When it comes to cybersecurity, there is not much room for error. Those who fail to adequately secure their IT environment, including remote access employees, may regret their neglect. As more people are working from home rather than at the office, cyber criminals are taking advantage of any weaknesses that may become apparent in the home worker’s IT defenses. Barracuda Networks reports, for instance, that phishing email attacks increased by more than 600% during the early days of the COVID-19 crisis. Those who work from home should be on the alert to all the ways that cybercriminals can penetrate and attack their at-home systems.
Remote Workers Are Targets
It is a mistake to think that hackers are only interested in large databases at big companies. Sure, all that information may seem inviting, but the bad guys also know that company-based IT systems are generally better protected and less accessible. Work-from-home (WFH) systems, on the other hand, can be ripe targets for cyber criminals simply because they are often much easier to infiltrate. And while the sensitive data on a WFH computer may be minimal, hackers potentially can use the home worker’s access information to log into critical business systems remotely.
We mentioned phishing, which is a very common attack on unsuspecting email users. The thing about phishing is that it’s not just business emails that are vulnerable. Since personal email accounts are often housed on the same laptop used for business, hackers can use them to compromise the whole system. To learn more about this hack, you might want to read “How to Recognize and Avoid Phishing Scams” from the Federal Trade Commission.
Even if it’s your own laptop, you should set up the same protections that are used at your workplace. As we discussed in a recent article, many employees ignore the risks of working from home. When you connect through a secure VPN, the network recognizes your computer as a trusted device. So if your laptop is compromised, you could then compromise other computers or servers on the central network.
The truth is that your home computer is subject to the same types of cyber attacks that threaten your work devices. The list of potential threats is quite long, but here’s a sampling:
- Man-in-the-middle (MitM)
- Denial of service (DoS)
- SQL injection
- Password attack
Working with your IT professional, you should develop a plan to deal with a whole host of possible vulnerabilities. Every business, large or small, should include remote access workers in their network and systems security plan.

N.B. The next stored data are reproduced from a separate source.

PR #1231, opened 2023-04-04
remove any-api data providers

aelmanaa:


src/features/redirects/redirects.json
```diff
@@ -5,21 +5,6 @@
...
-    {
-      "source": "docs/any-api/data-providers/google-weather",
-      "destination": "any-api/data-providers/google-weather",
-      "statusCode": 301
-    },
-    {
-      "source": "docs/any-api/data-providers/introduction",
-      "destination": "any-api/data-providers/introduction",
-      "statusCode": 301
-    },
```
dwightjl, line 22: Let's update these redirects to go to the Any API intro. Also, add new redirects for the current URLs. We want to avoid 404s.

dwightjl (changes requested):

PR #1261, opened 2023-04-21
Migrate node ops files to mdx

thedriftofwords:


src/pages/chainlink-nodes/v1/running-a-chainlink-node.mdx
thedriftofwords, line 1: I added this entire file to `.prettierignore`. The regular `prettier-ignore` statement wasn't working on the tabbed code examples starting at line 94, due to line breaks within the code examples.

Alternatively, we could refactor this by putting those tabbed code snippets into another file and then importing it here, but I'd rather do that separately so it doesn't block this PR

thedriftofwords: Other notes: 

- Range ignore is only supported in Markdown, so I removed that.
- I had to put the code tab titles all back as one-liners. Breaking them up didn't fix the issue, and it caused the button CSS issue we've seen before.

dwightjl (approved):

PR #1300, opened 2023-05-15
Chore/doc 150/remove vercel redirects

fmonper1:
Currently we handle redirection in two ways. 
1. The vercel config
2. Meta refresh pages generated during build time

This PR removes the redirects from the vercel config so that there is a single source of truth for our redirects and also introduces middleware for handling redirections at the edge.

Middlewares allow us to keep track of the page referrer by extracting the `referer` header from the http request and appending it to the destination url.

Test url: https://documentation-git-chore-doc-150remove-verc-960820-chainlinklabs.vercel.app/docs/chainlink-keepers/introduction


package.json
```diff
@@ -4,6 +4,7 @@
   "private": true,
   "scripts": {
     "dev": "astro dev",
+    "dev:vercel": "vercel dev",
```
fmonper1, line 7: this allows us to test the middleware locally without deploying to vercel

src/pages/[...redirect].astro
Comment (fmonper1) [inline src/pages/[...redirect].astro:1]: If the docs contains internal links to old urls we should consider keeping this to avoid 404's when developing

vercel.json
```diff
@@ -10,397 +10,5 @@
       ]
     }
   ],
-  "cleanUrls": true,
-  "redirects": [
```
dwightjl, line 14: Are these all duplicates with the Astro redirects? We might need to merge this list into the Astro redirects file and clean up duplicate entries.

fmonper1: Yes, and we shouldn't be using vercel redirections at all with astro 2.0 https://vercel.com/docs/frameworks/astro#can-i-use-vercel.json-to-create-rewrites-with-astro

dwightjl:
@fmonper1 Builds are working again after generating a fresh package-lock.json file but the new linkchecker is throwing errors. I'll take a look and see if I can figure out why.

Spunsd:
Hello

PR #1310, opened 2023-05-18
Add optional copy-paste links for Functions docs

dwightjl:


zeuslawyer (commented):
@dwightjl 
May be worth calling out at the top of this document that we will use curl to fetch files and files may come from two _different repos_: the hardhat starter kit & the functions examples repos (and link to them).  Then we can say something like:
>:warning. _When running your curl commands please pay special attention to the repo that the file is being fetched from as it is possible that both repos may have similar filenames_

Or something like that! Called out early, we arm them with awareness and teach them to pay attention to what they're pasting.

dwightjl:
> @dwightjl May be worth calling out at the top of this document that we will use curl to fetch files and files may come from two _different repos_: the hardhat starter kit & the functions examples repos (and link to them).

I'm hesitant to add a callout, but added some additional clarification and bold text to help distinguish the repos from one another. It's better to have the distinction inline with the instructions if possible so people get the right instructions at the time they are executing them.

thedriftofwords (approved):
Consider placing the new "optionally" statements about copy-pasting _after_ the `curl` commands - in my opinion, it might be easier to parse visually.

dwightjl:
> Consider placing the new "optionally" statements about copy-pasting _after_ the `curl` commands - in my opinion, it might be easier to parse visually.

Good suggestion. This works much better.

PR #1343, opened 2023-06-16
Add translation selector

dwightjl:
The translation selector will not show up until enabled on the API side.


src/components/HeadCommon.astro
```diff
@@ -41,3 +41,34 @@ import "@chainlink/design-system/global-styles.css"
...
+        {
+          button_style: {
+            full_name: false,
+            with_name: true,
+            is_dropdown: true,
+            with_flags: false,
+            flag_type: "circle",
+          },
+          location: {
+            target: "body > header",
```
fmonper1, line 66: Update the header so that there is an empty div next to the github icon
CleanShot 2023-06-16 at 09 18 06@2x

Then you can update the location target so that the dropdown gets inserted inside the navbar

dwightjl: Done

ritika-b (approved):

src/layouts/LandingLayout.astro
```diff
@@ -94,6 +94,7 @@ const canonicalURL = new URL(canonicalURLStr)
       @media (min-width: 50em) {
         .search-item {
           visibility: hidden !important;
+          width: 0 !important;
```
fmonper1, line 97: Why not `display: none`?

fmonper1 (approved):

danielgruesso (approved):

src/layouts/LandingLayout.astro
dwightjl: Done

Issue #1398, opened 2023-07-19
[Enhancement]: Tabs component for switching content 


simkasss:
### What would you like us to improve?

Add a Tabs component for content switching within different sections of a webpage. 
I am looking to create a sample component for content switching.

### How important it is?

A well-designed tabs component would provide intuitive and easy navigation between different sections of a webpage.

PR #1399, opened 2023-07-19
Tabs component for switching content

simkasss:
## Relates issues

relates #1398 

## Description

An example of a Tabs component, designed for content switching within sections of a page.

## Changes

A new TabsContent component was created, based on the existing Tabs component and chainlink/design-system.

Current Tab design:
Screenshot 2023-07-19 at 16 42 06

Suggested Tab design for content switching:
Screenshot 2023-07-19 at 16 41 42


dwightjl (approved):

dwightjl:
Rebased and force-pushed to resolve Git confusion about imports.

dwightjl:
@simkasss I noticed an issue where the tabs do not stay selected in some situations. To reproduce the issue:

1. The first time you load the page, click a "Direct Funding" tab.
2. Scroll down the page until a tab is no longer visible.
3. Scroll back up. The tab selection reverts to Subscription Funding.

It seems like this happens twice, and then the third time you try to cause the issue it no longer happens. Can you reproduce the issue and propose a fix?

simkasss:
@dwightjl, I have identified the issue, I am still working on figuring out an appropriate solution.

src/components/Tabs/useTabState.ts
```diff
@@ -9,12 +9,6 @@ export function useTabState(initialCurr: string, storeKey?: string): [string, (c
   // This ensures a nice SSR result, without waiting for the store to get set on the client!
   const [curr, setCurr] = useState<string>(initialCurr)
 
-  // If you're using a storeKey, set the shared store to an initial value
-  useEffect(() => {
-    if (storeKey) {
-      tabStore.setKey(storeKey, { curr: initialCurr })
-    }
-  }, [storeKey, initialCurr])
```
simkasss, line 17: @dwightjl , the issue is that this code resets the current value to the initial value when the next component renders. If the shared store needs to be set to the initial value, I can add "&& $tabStore[storeKey]?.curr == null" to the condition, and the code works fine (the store does not reset when the user sees the next component).

However, I don't understand why the initial value of the store needs to be set. I deleted this part of the code. Is there any reason why this code was there in the first place?

dwightjl (approved):

src/components/Tabs/useTabState.ts
dwightjl: Looks like this is not necessary. It might have been part of an effort to allow linking to specific tabs with a query parameter, but that capability was never added from what I can tell.

PR #1415, opened 2023-07-25
Fix issue where supported network link did not work for certain netwo…

yacine-benichou:
## Description

In https://docs.chain.link/vrf/v2/estimating-costs, when clicking on the supported networks link after selecting a network, the link does not directly go to the network chosen by the user. Also, There are some typos for the subscription method

## Changes

- Fixed supported networks link issue.
- Fixed typos.


dwightjl (approved):
Approved with one writer edit.

PR #1417, opened 2023-07-26
don't pretty ignore running a chainlink node

aelmanaa:


aelmanaa:
Hello @simkasss 

Check this PR, please. The development experience is a bit terrible. (you need to put ` {/* prettier-ignore */}` on the right spot) but couldn't find a better solution. This is better than ignoring the file

Issue #1423, opened 2023-07-31
[Enhancement]: Extract the dropdown menu from VRF v2 cost calculator


simkasss:
### What would you like us to improve?

The dropdown menu can be extracted from the VRF v2 cost calculator in order to make it reusable in other components.

### How important it is?

Making components reusable improve code consistency and enhance the development experience.

PR #1424, opened 2023-07-31
Extract the dropdown menu from VRF v2 cost calculator

simkasss:
## Relates issues

relates #1423 

## Description

The dropdown menu is extracted from the VRF v2 cost calculator in order to make it reusable in other components.

### DIFF
--- a/src/features/vrf/v2/components/CostTable.tsx
+++ b/src/features/vrf/v2/components/CostTable.tsx
@@ -1,13 +1,13 @@
 import { network, vrfChain } from "~/features/vrf/v2/data"
 import "./costTable.css"
-import { useEffect, useReducer } from "preact/hooks"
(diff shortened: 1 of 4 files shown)


simkasss:
@dwightjl , to make this component reusable on other pages, we should use the same source of chain data (same JSON files) and the same data types in different pages. I plan to modify the VRF v2 cost calculator to use the same [source](https://github.com/smartcontractkit/documentation/blob/e6de98f2be7da36191522d9efff05d91443ebb73/src/features/feeds/data/chains.ts#L34C18-L34C80) as data feeds. I will also move this JSON file higher (e.g. to src/features/data) so it can be used in all the features. Let me know if it doesn't make sense to you.

simkasss:
Closed in favor of https://github.com/simkasss/documentation/pull/1

PR #1473, opened 2023-08-27
Navigation restructure

dwightjl:
- Make left navigation more consistent between each section
- Move Any API
- Split up Getting Started into each product section
- Update the home page
- Update URL paths
- Add redirects


thedriftofwords (commented):
Nit: The product docs links at the top of the page still look off-center on the [home page](https://documentation-git-documentation-reorg-2023-chainlinklabs.vercel.app/) compared to when you click into one of the product doc sets - in that case, the links are properly centered. If this is about to get fixed by a subsequent front-end update, then disregard.

PR #1484, opened 2023-09-08
Remove search shortcut

dwightjl:


thedriftofwords (approved):

thedriftofwords:
Approved as it solves the bug, but would want @fmonper1 to confirm this doesn't have any other unintended side effects

dwightjl:
> Approved as it solves the bug, but would want @fmonper1 to confirm this doesn't have any other unintended side effects

From my testing this only disables the keyboard shortcut. I'm not seeing any downstream effects from this after testing several pages.

PR #391, opened 2024-05-15
Replacing sprintf

mabruzzo:
### Pull request summary

As mentioned in #390, macOS has decided that `sprintf` is deprecated, which produces a lot of annoying compiler warnings. This replaces all occurrences of `sprintf` outside of the parsing code (which is addressed by #390)

### Detailed Description

This is pretty self-explanatory. I would have loved to have consolidated the implementations of `cello::expand_name` and `Output::expand_name_``, but I was a little confused about the differences (and I was trying to get through this relatively quickly).

Aside: In case you're unaware, if you declare a c-style array
```c
char my_arr[14];
```
then calling `sizeof(my_arr)` gives the total size of the array in bytes (in contrast, calling `sizeof` on a pointer just gives the size of the pointer). I take advantage of this a lot throughout this PR.

This PR has no dependencies. (It is totally independent from #390)

### DIFF
--- a/src/Cello/_data.hpp
+++ b/src/Cello/_data.hpp
@@ -160,9 +160,9 @@ class FieldFace;
     CkPrintf ("DEBUG_FIELD %s %20.18g %20.18g %20.18g\n",  NAME,sum_abs,sum_mean,sum_var); \
     fflush(stdout);							\
     char filename[80];						\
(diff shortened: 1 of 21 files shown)


bwoshea (approved):
Looks good to me!

PR #394, opened 2024-05-16
Suppress spurious linker warnings on macOS

mabruzzo:
### Pull request summary

When compiling on macOS (with the Xcode 15 toolchain), lots of spurious linker-warnings crop up. This addresses those warnings.

### Detailed Description

In more detail, Apple introduced a new linker with their Xcode 15 toolchain (I think they shifted from lld to sold). This triggers lots of warnings when linking multiple static libraries. This is a well-known issue and CMake version 3.29 took steps to fix this issue. 

I spent a ton of time trying to use this proper fix (since if you're on macOS, it's extremely easy to download the newest cmake version). 
- Unfortunately, things are tricky since we are forcing cmake to use `charmc` for linking. 
- `charmc` is a bash script created by charm++ that performs an analogous function to something like `mpicc`,`mpicxx`, etc. In other words, it is a compiler wrapper. 
- Aside: it's frankly a little surprising to me that the way that we currently force cmake to use `charmc` gives the desired result (I elaborate in some documentation I added - I also touch on how we probably "should" handle this case if we ever encounter issues).
- In any event, `charmc` typically wraps a compiler-frontend (like gcc or clang) and uses the wrapped compiler-frontend to invoke the linker. But, `charmc` and the wrapped compiler-frontend employ different sets of flags to escape arguments intended only for the linker. The whole thing is a mess.

It's probably possible to make things work. But, since it wasn't easy to do (and since I'm a little skeptical that the way that we force cmake to invoke charmc isn't truly forward-compatible), I decided to adopt a more crude solution. I tried to document as much of this as possible with comments. 

I also suppressed some warnings about extra unused arguments. I think these are all `charmc` issues (but it a subset of them might be cmake-related -- maybe because it doesn't really understand what linker is being used?). It's plausible future charm-releases might fix these issues...

Finally, the following warning
```sh
ld: warning: -multiply_defined is obsolete
```
still gets printed, but there's definitely a ``charmc`` issue.

----

It would be nice to try compiling against the dev-version of charm++ to see if some of the remaining warnings go away (if not, I could potentially open an issue upstream). Unfortunately, there are currently some issues with doing that (from a quick glance, I think our default choices for load-balancing strategies can't be specified in same way in the newer charm++ version)


cmake/FindCharm.cmake
```diff
@@ -62,15 +66,54 @@
...
+#  While there does not appear to be exact documentation describing exactly how
+#  CMAKE_CXX_LINK_EXECUTABLE, based on most of CMake's generic semantics, there
+#  is reason to be skeptical of this kind of approach.
+#  - In general, cmake expects variables like these to be set in a "toolchain
+#    file" (essentially as early in the cmake startup as possible).
+#  - Unfortunately, this approach is a undesirable since users need to craft
+#    their toolchain files ahead of time (and they can't rely upon the
+#    find_package command)
+#
+#  The convential approach (that we should probably adopt if the current
```
bwoshea, line 110: The parenthetical in this sentence doesn't actually end - you might want to add it?

cmake/FindCharm.cmake
```diff
@@ -62,15 +66,54 @@
...
+#  approach) for handling the case where you want to link a program that makes
+#  use of framework that provides a special compiler-wrapper frontend (like
```
bwoshea, line 112: of A framework

cmake/FindCharm.cmake
```diff
@@ -97,8 +140,103 @@ function(GET_CHARM_QUEUE_TYPE CHARM_RNDQ conv_conf_hdr)
...
+  # ARGS
+  # ----
+  # charm_compiler - the path to charmc
+  # out            - specifies the variable-name that will be modified by this
+  #                  function
+  #
+  # WHY THIS EXISTS
+  # ---------------
+  # This function is not strictly necessary. In all cases where the charm
+  # compiler was build with a consistent set of compilers to the ones used in
```
bwoshea, line 160: build -> built

bwoshea (approved):
All I found was minor typos.  Otherwise it looks fine to me!

Issue #400, opened 2024-05-21
Use ``fmt`` C++ library? OPINIONS WANTED!


mabruzzo:
This is an idea I had a few years back. I've gone back and forth on it a lot (I'm torn about whether the benefits outweigh the negatives... it seems a little close). I figured that I would throw it out there to see what people think

## The problem

Using data to format strings in C++ is unsatisfactory. Historically, there are 2 approaches:
1. use c-style `printf`-functions. (what we currently do)
2. use C++-style streams like `std::cout` or `std::cerr`

Of these 2 options I'm generally a fan of the first since it is far less verbose and the data-formatting syntax is fairly "standard". However, the major drawback is that it can't properly handle any non-C primitives (e.g. it handles `const char*` strings, but not `std::string` or a user-defined custom string implementation).

## The potential solution

The potential solution to is to make use of ``fmt`` C++ library ([docs](https://fmt.dev/latest/index.html) and [GitHub repository](https://github.com/fmtlib/fmt)). This is an extremely popular library that takes a ``printf``-style approach to string formatting. In fact, it is so popular, that it has become part of the standard library (most features were added in C++20, a few more introduced in C++23 and C++26). 

The basic premise is that it performs formatting based on python's `str.format(*arg, **kwargs)` formatting string. As a basic example, if one wrote

```c++
std::string s = fmt::format("This is a float {:.3f} and this is an int {}", 42.39542342, 42);
```

Then ``s`` would hold ``"This is a float 42.395 and this is an int 42"``.

Importantly, it provides:
- support for formatting types in the standard library. This includes containers like `std::vector`. It also includes ``std::string`` (and supporting `std::string` is extremely important)[^1]
- a mechanism to allow formatting of custom types (which could help with debugging).
- a ``fmt::format_to`` function that can be used to avoid heap allocations.

I think a **major** advantage is that in 3 to 6 years (whenever we update to future C++ releases), we could eventually remove ``fmt`` as a dependency and use the standard library instead (just like we did with ``boost::filesystem``).

## Drawbacks

[...]

PR #401, opened 2024-05-21
Introduce `CELLO_ERROR`, `CELLO_REQUIRE`, `CELLO_WARN`

mabruzzo:
### Pull request summary

This introduces 3 function-like macros for error-reporting and logging purposes. The intention is to replace the existing ``ERROR``, ``ASSERT`` and ``WARNING`` families of macros.

#### About ``CELLO_ERROR``

For the sake of motivating this change, let's focus on the `CELLO_ERROR` macro. This macro should be treated as though it is a function with the declaration
```c++
[[noreturn]] void CELLO_ERROR(const char* format, ...);
```

The idea is that this single macro replaces the entire exiting ``ERROR`` macro family. For context, those macros are used as though they have the following function signatures: 

```c++
// in this snippet,  T1, T2, ... are just used as undeclared place-holder types.
[[noreturn]] void ERROR(const char* func_name, const char* format);
[[noreturn]] void ERROR1(const char* func_name, const char* format, T1 arg1);
[[noreturn]] void ERROR2(const char* func_name, const char* format, T1 arg1, T2 arg2);
// skipping ERROR3, ERROR4, ERROR5, ERROR6, and ERROR7
[[noreturn]] void ERROR8(const char* func_name, const char* format, T1 arg1, T2 arg2, T3 arg3, T4 arg4, T5 arg5, T6 arg6, T7 arg7, T8 arg8);
```

Essentially, ``CELLO_ERROR`` makes 2 key innovations:
1. we no longer need to specify ``func_name``, the name of the function that we are invoking the macro from. This is detected automatically by ``CELLO_ERROR``
    - we can detect the function name by using the `__func__` variable that is implicitly define within every function/method starting with c++ 11[^1]
    - this is important. People sometimes currently forget to manually change `func_name` when they copy an error between functions or they rename a function. This change will make things completely unnecessary.
2. We no longer have separate macros for different numbers of formatting arguments.

#### Other macros

Just as ``CELLO_ERROR`` replaces the ``ERROR`` macro family,

- ``CELLO_REQUIRE`` replaces the ``ASSERT`` macro family
- ``CELLO_WARN`` replaces the ``WARNING`` macro family

These other 2 macros should be treated as though they are functions with the following signatures

```c++
void CELLO_REQUIRE(bool satisfies_requirement, const char* format, ...);
void CELLO_WARN(const char* format, ...);
```

One important note: in the ``ASSERT`` macro-family, the assertion condition is always the last argument. In contrast, the assertion-condition is always the first argument of ``CELLO_REQUIRE``.
- This difference is just a consequence of how variadic macros work.
- It's also part of the reason I named the replacement ``CELLO_REQUIRE`` rather than ``CELLO_ASSERT``.[^2]

#### Caveats

- The main caveat is that these new macros will coexist alongside the old macros.
    - From some quick shell commands, it appears that there are ~1000 occurrences of the old macros. I don't really have any interest in systematically going through and replacing the old macros (I could probably be convinced to remove the versions that took more than say 5 arguments, I think that would be tractable)
    - I personally think that the utility of these new commands are significant enough to warrant them existing side-by-side.
    - But if any reviewer (or anybody in general) disagrees, I'm totally fine with that. We can just close the PR.

- In the event that this is accepted, I think we should hold off on merging this until after we make a decision on Issue #400 (to be clear, **I think the review of this PR should proceed without worrying about that other issue** - we may just want to coordinate things if we decide to proceed with both proposals).

This is a major change or addition (that needs 2 reviewers): unknown

### PR Checklist

[^1]: where available, we prefer compiler-specific alternatives like ``__PRETTY_FUNCTION__`` on gcc and clang. This gives a more descriptive name (including the scope, any template specializations, and the precise function signature).
[^2]: the other reason is to make ``CELLO_REQUIRE`` a little more distinct from the ``assert`` macro introduced by ``<assert.h>``. The key point is that the behavior of ``CELLO_REQUIRE`` is completely independent of other macros. In contrast, ``assert`` becomes a no-op when the ``NDEBUG`` macro is defined.

### DIFF
--- a/doc/source/devel/coding-guidelines.rst
+++ b/doc/source/devel/coding-guidelines.rst
@@ -455,23 +455,33 @@ We recommend some of the following coding practices:
        This generally leads to more explicit code.
        Furthermore, it lets the compiler identify cases where the order of an integer argument and a scoped enum argument are accidentally permuted.
 
-* **ERROR REPORTING:** We don't use C++ exceptions in the codebase. In general, when an error arises, we generally abort the program with an informative error message. You can signal that an error occured by using the ``ERROR`` family of macros or you can use the ``ASSERT`` family of macros to have the program conditionally abort if some condition is not satisfied.
+* **ERROR REPORTING:** We don't use C++ exceptions in the codebase. In general, when an error arises, we generally abort the program with an informative error message. You can signal that an error occured by using the :c:macro:`!CELLO_ERROR` function-like macro. Alternatively you can use the :c:macro:`!CELLO_ABORT` function-like macro to conditionally abort if some condition is not satisfied.
 
-  * When you are implementing new functionality, you are encouraged to liberally use the :c:macro:`!ERROR` and :c:macro:`!ASSERT` families of macros to ensure that Enzo-E loudly fails and aborts when the functionality is used in unexpected ways.
+  * When you are implementing new functionality, you are encouraged to liberally use the :c:macro:`!CELLO_ERROR` and :c:macro:`!CELLO_REQUIRE` macros to ensure that Enzo-E loudly fails and aborts when the functionality is used in unexpected ways.
     When running a really expensive simulation, a user should generally prefer that a simulation loudly fails.
     The extreme alternative case is for the simulation to run to completion while silently having problems, which likely invalidates the results (and these problems may not be detected until MUCH later).
     Furthermore, it's easy enough for a user to comment out an error message that they wish to ignore.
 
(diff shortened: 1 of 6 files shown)


jobordner (approved):
Overall very nice!
Would it be difficult to keep CELLO_ASSERT in addition to CELLO_REQUIRE? My original intention was to use CELLO_ASSERT for checking code during development, and allow it to be disabled in production code. CELLO_REQUIRE would be something you'd want enabled all the time, hence having both. I think the main difficulty would be going through the existing ones and deciding which one each should be, though that can be deferred.

PR #404, opened 2024-05-23
Make additional use of `ParameterGroup`

mabruzzo:
### Pull request summary

Modify some existing parsing logic to make use of `ParameterGroup`.

### Detailed Description

The  `ParameterGroup` class was introduced back in #341 (the main body of that PR calls the class `ParameterAccessor` -- the name was changed based on feedback). It is a class whose sole-purpose is to provide access to parameters within a specific parameter-group (without specifying the full path to a parameter).

This functionality was duplicated in the pre-existing `Parameters` class. However, the `Parameters` class already provided a LOT of other functionality and this particular functionality is achieved by managing a bunch of internal state.

Part of the intention when introducing `ParameterGroup` was to eventually replace existing code that already made use of this functionality provided by the `Parameters` class so that it now makes use of the `ParametersGroup` class instead (in other words, the underlying logic is not changing). **This is what this PR does.**

The benefits are twofold:
- the code making use of this functionality is now a little more explicit
- it will allow us to remove this duplicated functionality from the `Parameters` class (this will actually be somewhat helpful for simplifying code in SMP-mode). 

**I plan to remove the duplicated functionality in a future, separate PR** since it will involve a number of modifications to existing unit-tests & it would be helpful to get the current changes into the main codebase. (Plus these changes have been kicking around on my computer for 3 months and I want to get them off my plate)

### DIFF
--- a/src/Cello/parameters_Config.cpp
+++ b/src/Cello/parameters_Config.cpp
@@ -327,12 +327,8 @@ void Config::read_adapt_ (Parameters * p) throw()
       (p->type(prefix+"schedule:var") != parameter_unknown);
 
     if (adapt_scheduled) {
-      p->group_set(0,"Adapt");
-      p->group_push(adapt_list[ia]);
-      p->group_push("schedule");
-      adapt_schedule_index[ia] = read_schedule_(p, prefix);
-      p->group_pop();
-      p->group_pop();
+      ParameterGroup p_group(*p, prefix + "schedule");
+      adapt_schedule_index[ia] = read_schedule_(p_group);
     } else {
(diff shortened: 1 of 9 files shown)


bwoshea:
@mabruzzo it seems that a bunch of tests are failing here.  It looks like it'll be easy to fix - could you do that when you get a second, and we'll then review this PR?

bwoshea (approved):
The changes are straightforward and I don't have any specific comments.  I will approve this PR, but I note that there is something wrong with CircleCI and I can't even SEE the tests, much less get them to run.  @mabruzzo if you can force the tests to run and they pass I think it's fine to merge this!

PR #406, opened 2024-06-03
Cleanup `EnzoInitialGrackleTest` and port parameter retrieval

mabruzzo:
### Pull request summary

I cleaned up the contents of `EnzoInitialGrackleTest` and ported the relevant parameter parsing

### Detailed Description

I cleaned up the following things within `EnzoInitialGrackleTest`:

- within the `EnzoInitialGrackleTest::enforce_block` method, I first removed calculations of temperature and pressure.
  - this has been unnecessary for years at this point (I think this originally may have been necessary before Andrew introduced the derived-field-output machinery).
  - this was also the only reason that the `EnzoComputePressure::compute_` existed, so I deleted that. I was also able to remove all other occurrences of the `grackle_field_data` struct from `EnzoComputePressure`
- I then removed all usage of the `grackle_field_data` struct from `EnzoInitialGrackleTest::enforce_block`. This let us remove the `ifdef CONFIG_USE_GRACKLE` statements from that method. I made a handful of other cleanup changes as well
- I also removed the `ifdef CONFIG_USE_GRACKLE` and warnings from `EnzoInitialGrackleTest::pup`. These warnings were entirely unnecessary (I think they are left over from before we had a coherent grackle-handling plan)

All of the above changes were done in order to achieve my goal of concentrating all grackle-related functionality into a tiny corner of the codebase and removing occurrences of `ifdef CONFIG_USE_GRACKLE` (once we are done, this will make it a lot easier to incrementally recompile Enzo-E with/without grackle).

Then I focused on porting the relevant parameter retrieval code out of `EnzoConfig` and into `EnzoInitialGrackleTest`'s constructor. This involved a little extra work since before this PR didn't actually store its own parameters (instead, it always retreived them from `EnzoConfig`)


bwoshea (approved):
This seems pretty straightforward to me.  Looks good!

PR #410, opened 2024-06-14
minor bugfix - Object's copy-assignment operation is currently wrong -- It doesn't return anything.

mabruzzo:
### Pull request summary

Security Training for Employees
Perhaps the most important goal of any cybersecurity training program is to increase risk awareness for all users. Before turning employees loose to work from home, it’s a good idea to put them through (at a minimum) a short course of study on the particular threats that remote workers face.
Employees working from home should be asked to read and become familiar with the company’s IT security documents. For those who are less computer savvy, it might make sense to put them through a more rigorous training program before trusting them with remote access.
Above all, remote workers should be aware that network security is a shared responsibility. It is not enough to depend on IT professionals to strengthen computer defenses. Employees should know and follow best practices for IT security to prevent attacks and protect the company’s IT resources.
What to Do About Cybersecurity Risks
Physical security is as important as anything else in the protection of a company’s IT environment. In simple terms, watch your laptop. It’s best not to leave your laptop unattended without the screen saver activated. In a public place like a coffee shop, excusing yourself to the restroom can leave your laptop exposed to the whims of any stranger who might be sipping a latte at the next table. Even at home, a curious child could cause problems in just a few minutes while you are out of the room.
Your devices and applications should also have more protection than a simple password. Multi-factor authentication (MFA) adds an additional layer of protection for your important data. Many websites are now requiring or offering MFA, and you should always take advantage of it. Two-factor or three-factor authentication schemes take advantage of something you know, something you have, or something you are.
Your security plan should include other best practices to protect your data. Make sure that your applications have all the latest security patches and updates. Back up your data regularly, and be sure to have a disaster recovery/business continuity (DR/BC) plan in place in case the worst happens. Use robust VPN software, and never connect to sensitive company data without it.
Never leave IT cybersecurity to chance. Complacency is an attribute that hackers look for in their potential targets. And home workers are especially vulnerable. According to a study by Deloitte, working from home has become a gateway to new forms of data theft. It pays to be alert, especially in the time of Covid-19. And going forward, more companies will be adopting this model on a permanent basis. Working from home may have its advantages, but it’s not without its risks. If you are working from home, be sure that you and your IT team cover all the bases. Cyber criminals are very crafty, and you don’t want to be a victim.